**The problem**
Please give an exact copy of every line from the one holding "Wouldn't it be" through the final line of the records below.

**Items listed in a dataset**
########################################

PR #414, opened 2016-07-07
Move "ErrorProtocol" to right place in SE-0006

onevcat:
The change for `ErrorProtocol` should be placed in correct section under "Strip Type suffix" instead of "renaming to "iterator""


DougGregor:
Hmmm. SE-0112, if accepted, would turn ErrorProtocol into Error... but this is still an improvement. Thanks!

PR #418, opened 2016-07-08
[SE-0104] Protocol-oriented integers (revision 2)

moiseev:
Addressed [recommendations from the Core Team](https://lists.swift.org/pipermail/swift-evolution-announce/2016-June/000206.html).


DevAndArtist:
@moiseev one question: why do we use `rhs` as the attribute name in 'pseudo' infix functions?

```swift
func adding(_ rhs: Self) -> Self
func subtracting(_ rhs: Self) -> Self
func multiplied(by rhs: Self) -> Self
func divided(by rhs: Self) -> Self
// etc.
```

Wouldn't it be better to use `value` instead?

```swift
func adding(_ value: Self) -> Self
func subtracting(_ value: Self) -> Self
func multiplied(by value: Self) -> Self
func divided(by value: Self) -> Self
// etc.
```

moiseev:
@DevAndArtist no particular reason. Anyways, I've just renamed `rhs` to `other` where appropriate.

PR #419, opened 2016-07-09
Readability SE-0005 of the code

nohirap:
I was easy to see the code of the swift of the SE-0005.


CodaFi:
Two things:
1) If you're going to use explicit code sheds then please outdent the code.
2) When that is done please squash your commits.

Otherwise LGTM.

########################################

**Result of this exercise**
Wouldn't it be better to use `value` instead?

```swift
func adding(_ value: Self) -> Self
func subtracting(_ value: Self) -> Self
func multiplied(by value: Self) -> Self
func divided(by value: Self) -> Self
// etc.
```

moiseev:
@DevAndArtist no particular reason. Anyways, I've just renamed `rhs` to `other` where appropriate.

PR #419, opened 2016-07-09
Readability SE-0005 of the code

nohirap:
I was easy to see the code of the swift of the SE-0005.


CodaFi:
Two things:
1) If you're going to use explicit code sheds then please outdent the code.
2) When that is done please squash your commits.

Otherwise LGTM.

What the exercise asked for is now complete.